**INPUT FOR THIS TASK**
*** Begin section ***

PR #298, opened 2021-10-15
Update copy_tool.py

hicod3r:
Modified the download link/URL pattern for KAFKA_LINK to point to the latest version. The previous pattern/version was broken.

### DIFF
--- a/kafka-connector/copy_tool.py
+++ b/kafka-connector/copy_tool.py
@@ -17,9 +17,9 @@ import tarfile
 import tempfile
 import subprocess
 
-KAFKA_RELEASE = "2.6.0"
+KAFKA_RELEASE = "3.0.0"
 KAFKA_FOLDER = f"kafka_2.13-{KAFKA_RELEASE}"
-KAFKA_LINK = f"https://downloads.apache.org/kafka/{KAFKA_RELEASE}/{KAFKA_FOLDER}.tgz"
+KAFKA_LINK = f"https://dlcdn.apache.org/kafka/{KAFKA_RELEASE}/{KAFKA_FOLDER}.tgz"
 
 CONNECTOR_RELEASE = "v0.10-alpha"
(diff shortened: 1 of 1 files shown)


kafka-connector/copy_tool.py
```diff
@@ -17,9 +17,9 @@
 import tempfile
 import subprocess
 
-KAFKA_RELEASE = "2.6.0"
+KAFKA_RELEASE = "3.0.0"
 KAFKA_FOLDER = f"kafka_2.13-{KAFKA_RELEASE}"
-KAFKA_LINK = f"https://downloads.apache.org/kafka/{KAFKA_RELEASE}/{KAFKA_FOLDER}.tgz"
+KAFKA_LINK = f"https://dlcdn.apache.org/kafka/{KAFKA_RELEASE}/{KAFKA_FOLDER}.tgz"
```
samarthsingal, line 22: We can change the link to https://archive.apache.org/dist/kafka/2.6.0/kafka_2.13-2.6.0.tgz instead.

kafka-connector/copy_tool.py
```diff
@@ -17,9 +17,9 @@
 import tempfile
 import subprocess
 
-KAFKA_RELEASE = "2.6.0"
+KAFKA_RELEASE = "3.0.0"
```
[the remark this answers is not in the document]
samarthsingal: This is changing a major version that has many changes, including API changes and dropped complatibility. for Java 8 - https://downloads.apache.org/kafka/3.0.0/RELEASE_NOTES.html. We havent fully tested with Kafka 3.0 and will defer this upgrade until then.

Lets revert to 2.6.0.

samarthsingal (changes requested):

kafka-connector/copy_tool.py
ajprabhakar-google: Sounds good. We can change it to the archive link instead

PR #1093, opened 2024-03-05
Faster Matrix Multiplication Verification

andrej:
- New `matmul` reference computation that should be faster. Verified correct for 512x512x512. When compiled, it uses SIMD instructions on my machine:
image
- Proper floating point comparison adapted from a source online
- Remove some duplicated code. This is just a start, there's still a lot of duplicated stuff, which has already started to diverge.

### DIFF
--- a/reference_designs/ipu-xrt/matrix_multiplication.h
+++ b/reference_designs/ipu-xrt/matrix_multiplication.h
@@ -1,0 +1,254 @@
+//===- matrix_multiplication.h ----------------------------000---*- C++ -*-===//
+//
+// This file is licensed under the Apache License v2.0 with LLVM Exceptions.
+// See https://llvm.org/LICENSE.txt for license information.
+// SPDX-License-Identifier: Apache-2.0 WITH LLVM-exception
+//
+// Copyright (C) 2024, Advanced Micro Devices, Inc.
+//
+//===----------------------------------------------------------------------===//
+
+// This file contains common helper functions for the matrix multiplication
+// host code, such as verifying and printing matrices.
+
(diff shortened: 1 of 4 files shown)


jgmelber (commented):
Great changes. Can you also fix _column?

andrej:
I'm sorry ... I think I was a little to prematurely excited and made this PR. I saw the SIMD instructions and thought this must be an improvement.

Turns out if I time it it's actually  really not faster than the naive reference ... 

I'll look into it some more. I'll also address your comments regarding restructuring the directories. That's a good idea.

For now, I'm making this a draft again. Hey, at least it passes verification!

jgmelber:
> I'm sorry ... I think I was a little to prematurely excited and made this PR. I saw the SIMD instructions and thought this must be an improvement.
> 
> 
> 
> Turns out if I time it it's actually  really not faster than the naive reference ... 
> 
> 
> 
> I'll look into it some more. I'll also address your comments regarding restructuring the directories. That's a good idea.
> 
> 
> 
> For now, I'm making this a draft again. Hey, at least it passes verification!

Maybe for the small size it's not faster. Have you compared times on larger GEMMs?

andrej:
Yeah, I just did 2048x2048x2048. 1m19s naive vs like 1m13s with this. Must be that either it's not utilizing the SIMD fully, or the compiler is smart enough to SIMD-ize the naive implementation too and that's just the best you can do on the CPU. If it's the former, I'll look into how to optimize it. If it's the latter, I'll see if there's a library that's easy enough to plug-and-play into it to do it on the GPU maybe. Feels like there should be something, no need to reinvent the wheel.

PR #1095, opened 2024-03-06
Bump required cmake (3.21 -> 3.23) to get OpenSSL::applink fix

newling:
Without this change I get:

```
CMake Error at tools/bootgen/CMakeLists.txt:147 (add_executable):
  Target "bootgen" links to target "OpenSSL::applink" but the target was not
  found.  Perhaps a find_package() call is missing for an IMPORTED target, or
  an ALIAS target is missing?
  ```
  when I run 
  
  ```
  ./utils/build-mlir-aie.sh llvm/build
  ```
  
 I don't know what bootgen, or "applink" is.

### DIFF
--- a/CMakeLists.txt
+++ b/CMakeLists.txt
@@ -13,7 +13,7 @@
 #  -DAIE_RUNTIME_TARGETS: list of targets (x86_64,aarch64) to build runtime libs for, default: x86_64; cross compilation for aarch64 against default Vitis Sysroot
 #  -DAIE_RUNTIME_TEST_TARGET: runtime test target (x86_64 or aarch64) used for running unit test and tutorials, default x86_64
 
-cmake_minimum_required(VERSION 3.21)
+cmake_minimum_required(VERSION 3.23)
 
 set(TOOLCHAINFILES_PATH ${CMAKE_SOURCE_DIR}/cmake/modulesXilinx)
 


makslevental:
No shot this is getting merged lol - these are both components/pieces necessary for assembling xclbins (and it was all introduced as a direct dep in this PR https://github.com/Xilinx/mlir-aie/pull/1060 and then fixed up in this PR https://github.com/Xilinx/mlir-aie/pull/1068). @erieaton-amd can relay all of the details.

makslevental (changes requested):
.

makslevental:
I guess there is something fishy if the tests pass? `OpenSSL::applink` is a component of openssl that is required by bootgen because [...reasons...](https://github.com/Xilinx/bootgen/blob/65ed60ae22dbd540a2a480a40732b2c5c1d5eab7/main.cpp#L39)? When we were fighting this last week, that was one of the failures on windows build.

newling:
How about I make it a dependency (in cmake) only for windows builds?

I guess I could find out why my linux setup doesn't like this when clearly the linux CI doesn't mind it. I am pretty sure I've apt installed all the openssl things available.

makslevental:
> How about I make it a dependency (in cmake) only for windows builds?
> 
> I guess I could find out why my linux setup doesn't like this when clearly the linux CI doesn't mind it. I am pretty sure I've apt installed all the openssl things available.

you can surround things in CMake with `if(WIN32)` or something like that.

> I am pretty sure I've apt installed all the openssl things available.

You sure you installed `libssl-dev` and not `openssl`? You need the former.

newling:
> > How about I make it a dependency (in cmake) only for windows builds?
> > I guess I could find out why my linux setup doesn't like this when clearly the linux CI doesn't mind it. I am pretty sure I've apt installed all the openssl things available.
> 
> you can surround things in CMake with `if(WIN32)` or something like that.
> 
> > I am pretty sure I've apt installed all the openssl things available.
> 
> You sure you installed `libssl-dev` and not `openssl`? You need the former.

Yes, libssl-dev, sorry I mistyped.. `libssl-dev is already the newest version (3.0.2-0ubuntu1.12). 0 upgraded, 0 newly installed, 0 to remove and 11 not upgraded`.

Ok cool, I'll play around in CMake if I can't resolve this locally.

makslevental:
Late breaking developments in the case: https://github.com/Xilinx/mlir-aie/pull/1100#issuecomment-1981910376

makslevental:
Just aggregating info: https://github.com/openssl/openssl/issues/17767#issuecomment-1050607089

@newling can you double check what version of CMake you're using when you build?

newling:
I am using
$ which cmake # /usr/bin/cmake
$ cmake --version # cmake version 3.22.1

newling:
lol yes, bingo indeed. Updating cmake is an easy fix. A cmake conditional might save someone in the future. If I have some time I will do this. 

Thank you for investigating and connecting dots !

makslevental:
> lol yes, bingo indeed. Updating cmake is an easy fix. A cmake conditional might save someone in the future. If I have some time I will do this.

Fantastic idea - just bump the minimum CMake version here https://github.com/Xilinx/mlir-aie/blob/main/CMakeLists.txt#L16 to `3.23`.

makslevental:
Did upgrading CMake not work? I would prefer to gate like that if that's the root cause (otherwise sure we can land this and kick the can down the road...)

newling:
@makslevental  I missed your suggestion before adding the win32 conditional approach. Increasing the minimum required cmake works fine (as it better long term).

makslevental (approved):

PR #1101, opened 2024-03-06
Revert "Pin wheels version in quick setup"

jgmelber:
Reverts Xilinx/mlir-aie#1077. Now that building the wheels is tested on every commit/PR


jgmelber:
This pulls the latest wheels even if they don't work

PR #1104, opened 2024-03-07
[wip] use transaction API

makslevental:


lib/Targets/AIERTX.cpp
```diff
@@ -0,0 +1,457 @@
...
+#include "xaiengine/xaiegbl.h"
+#include "xaiengine/xaiegbl_defs.h"
+}
+
+using namespace mlir;
+
+#define DEBUG_TYPE "aie-aiertx"
+
+llvm::raw_ostream &operator<<(llvm::raw_ostream &os, const XAie_LocType &loc) {
+  os << "XAie_LocType(col: " << std::to_string(loc.Col)
```
keryell, line 28: I am curious about the rationale of all these `std::to_string`.

lib/Targets/AIERTX.cpp
```diff
@@ -0,0 +1,457 @@
...
+  TRY_XAIE_API_FATAL_ERROR(XAie_StartTransaction, &devInst,
+                           XAIE_TRANSACTION_DISABLE_AUTO_FLUSH);
+}
+
+void AIERTXControl::exportSerializedTransaction() {
+  XAie_TxnInst *txnInst = XAie_ExportTransactionInstance(&devInst);
+  std::ios_base::fmtflags f(std::cout.flags());
+  for (size_t i = 0; i < txnInst->NumCmds; ++i) {
+    std::cout.flags(f);
+    std::cout << "Txn OpCode: " << std::hex
```
keryell, line 446: Since you are using LLVM, you could use the Pythonic `llvm::formatv` from
```c++
#include "llvm/Support/FormatVariadic.h"
```
instead of old `<<` spaghetti, while waiting for C++20 or compile with C++20/23...

makslevental: this is just for sanity checking - i'm going to ditch this soon (but thanks for the pointer to `format`.

lib/Targets/AIERTX.cpp
makslevental: These are all `uint8_t` which `llvm::raw_ostream` doesn't like for some reason (or something like that) - basically just `<<` didn't do the right thing and I didn't think too hard about it :shrug:

makslevental: Yea that was it - lots of wingdings

fifield:
Most of this has been merged as part of other PRs, closing.

Issue #1094, opened 2024-03-05
`isShimNOCTile` is wrong for 5x4 designs.


makslevental:
Physically I believe the (0,0) tile is the Shim PL Tile; if you set the partition start column to the 0th column, then `aie-rt` identifies that tile as the [shim PL tile](https://github.com/stephenneuendorffer/aie-rt/blob/4ce26c8cd2a635ec27055f4ddd689f954ed30660/driver/src/device/xaie_device_aieml.c#L59-L58). This is an issue for 5x4 designs because our [isShimNOCTile](https://github.com/Xilinx/mlir-aie/blob/a63eb5dac38c89257c94174d0cb214332083d597/include/aie/Dialect/AIE/IR/AIETargetModel.h#L468) does not take into account "virtualization" i.e. partition start column. Not sure what the fix is without extending the Target model to capture partition start.

jgmelber:
Yes, currently we consider the IPU target a virtualized 4x4 device to limit the complexity. The device model would need to be extended, perhaps with a special case for 5 column designs if we decide that this is something we want to support.

AndraBisca:
@jgmelber is this still an issue?

AndraBisca:
Closed due to inactivity. Please feel free to re-open.

PR #1106, opened 2024-03-07
[wip] adjust target model to support 5x4

makslevental:
This PR parameterizes `AIETargetModel` with a `bool virtualized`, which is then queried when checking `isShimNOCTile(col, row) || isShimPLTile(col, row)`. Note, I have only updated `IPUTargetModel` to the correct result because that is the only one I am familiar with (the rest fallback to `virtualized=true`, i.e., the current behavior).

Note, this PR touched a lot of lines only because the models were `static` prior and had to be updated to `shared_ptr`s.

fixes https://github.com/Xilinx/mlir-aie/issues/1094

### DIFF
--- a/include/aie/Dialect/AIE/IR/AIETargetModel.h
+++ b/include/aie/Dialect/AIE/IR/AIETargetModel.h
@@ -53,8 +53,12 @@ using TileID = struct TileID {
 };
 
 class AIETargetModel {
+  bool virtualized;
+
 public:
-  AIETargetModel() = default;
+  AIETargetModel(bool virtualized = true) : virtualized(virtualized) {}
+
+  bool isVirtualized() const { return virtualized; }
 
   virtual ~AIETargetModel();
 
@@ -451,8 +455,6 @@ public:
 };
 
 class IPUTargetModel : public AIE2TargetModel {
-  llvm::SmallDenseSet<unsigned, 16> nocColumns = {0, 1, 2, 3};
-
 public:
   using AIE2TargetModel::AIE2TargetModel;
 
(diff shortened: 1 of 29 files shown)


jgmelber:
Do you have a new test for 5 columns?

makslevental:
> Do you have a new test for 5 columns?

In another branch yes

lib/Dialect/AIE/Transforms/AIECanonicalizeDevice.cpp
```diff
@@ -39,8 +39,8 @@ struct AIECanonicalizeDevicePass
 
     Location location = builder.getUnknownLoc();
     auto deviceOp = builder.create<DeviceOp>(
-        location,
-        AIEDeviceAttr::get(builder.getContext(), AIEDevice::xcvc1902));
+        location, AIEDeviceAttr::get(builder.getContext(), AIEDevice::xcvc1902),
+        /*virtualized*/ builder.getBoolAttr(true));
```
stephenneuendorffer, line 43: This seems wrong, because the vc1902 is not virtualized.

lib/Dialect/AIE/Transforms/AIECanonicalizeDevice.cpp
```diff
@@ -27,9 +27,9 @@ struct AIECanonicalizeDevicePass
 
     ModuleOp moduleOp = getOperation();
 
-    for (auto deviceOp : moduleOp.getOps<AIETarget>()) {
+    for (auto deviceOp : moduleOp.getOps<DeviceOp>()) {
```
stephenneuendorffer, line 30: Why did you need this?

include/aie/Dialect/AIE/IR/AIETargetModel.h
```diff
@@ -53,8 +53,12 @@ using TileID = struct TileID {
 };
 
 class AIETargetModel {
+  bool virtualized;
+
 public:
-  AIETargetModel() = default;
+  AIETargetModel(bool virtualized = true) : virtualized(virtualized) {}
```
stephenneuendorffer, line 59: This seems insufficient, since we actually have many potential 'virtual' targets (for instance, of different column widths.

stephenneuendorffer (changes requested):

lib/Dialect/AIE/Transforms/AIECanonicalizeDevice.cpp
makslevental: I removed that interface - there was only one op that implemented it `AIEDeviceOp`

stephenneuendorffer:
Obsolete with #1443

PR #1108, opened 2024-03-07
[wip] Simple bank-aware malloc scheme 

AndraBisca:
This PR is currently a work-in-progress, bringing back an experimental proposal for a very simple, bank-aware memory alloc scheme doing round-robin allocations across available memory banks. The PR is currently intended to provide an easy way for the functionality to be tested further, but will not be ready for review before it is properly discussed with the team.


makslevental:
Hey very cool - I was planning on doing something like this (but with ILP). Will take a close look!

AndraBisca:
It's supposed to be a very simple scheme to ensure that allocation is bank-aware. Right now, the allocation in mlir-aie just looks at a memory module as a single, big region of memory. And this one also worked well to ensure that the first objects in different objectFifos on the same tile don't land in the same bank, if possible. We should discuss this soon! :)

PR #1109, opened 2024-03-07
[AMD-AIE] Build microkernels for AMD-AIE

Abhishek-Varma:
-- This commit builds the first microkernel which would be needed
   by iree-amd-aie during the linking/execution of the vmfb.

Signed-off-by: Abhishek Varma <abhvarma@amd.com>


Abhishek-Varma:
Hi @MaheshRavishankar @erwei-xilinx @fifield @stephenneuendorffer 

I was able to figure out the issue and have been able to create the first step towards the microkernel workflow.

With the current PR we have a way to build microkernels while building MLIR-AIE and then subsequently be able to use it by pointing to the directory via `--iree-amdaie-path-to-ukernels`.

This PR gets us an i32 vanilla matmul microkernel8 built with MLIR-AIE and installed in and as `mlir-aie/install/aie_ukernel_lib/mm.o`.

Have tested it with latest iree-amd-aie (and changes from https://github.com/nod-ai/iree-amd-aie/pull/203) - it works!

MaheshRavishankar:
cc @makslevental @erieaton-amd and @jsetoain . Could you loop in folks that could help review this.

erwei-xilinx:
cc @andrej @jgmelber @jackl-xilinx

erwei-xilinx (approved):

aie_runtime_lib/CMakeLists.txt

*** End section ***

**AIM OF THE TASK**
Output the lines above exactly, but only those between the line holding "[wip] use transaction API" and the line holding "instead of old", inclusive.

**RESULT**
[wip] use transaction API

makslevental:


lib/Targets/AIERTX.cpp
```diff
@@ -0,0 +1,457 @@
...
+#include "xaiengine/xaiegbl.h"
+#include "xaiengine/xaiegbl_defs.h"
+}
+
+using namespace mlir;
+
+#define DEBUG_TYPE "aie-aiertx"
+
+llvm::raw_ostream &operator<<(llvm::raw_ostream &os, const XAie_LocType &loc) {
+  os << "XAie_LocType(col: " << std::to_string(loc.Col)
```
keryell, line 28: I am curious about the rationale of all these `std::to_string`.

lib/Targets/AIERTX.cpp
```diff
@@ -0,0 +1,457 @@
...
+  TRY_XAIE_API_FATAL_ERROR(XAie_StartTransaction, &devInst,
+                           XAIE_TRANSACTION_DISABLE_AUTO_FLUSH);
+}
+
+void AIERTXControl::exportSerializedTransaction() {
+  XAie_TxnInst *txnInst = XAie_ExportTransactionInstance(&devInst);
+  std::ios_base::fmtflags f(std::cout.flags());
+  for (size_t i = 0; i < txnInst->NumCmds; ++i) {
+    std::cout.flags(f);
+    std::cout << "Txn OpCode: " << std::hex
```
keryell, line 446: Since you are using LLVM, you could use the Pythonic `llvm::formatv` from
```c++
#include "llvm/Support/FormatVariadic.h"
```
instead of old `<<` spaghetti, while waiting for C++20 or compile with C++20/23...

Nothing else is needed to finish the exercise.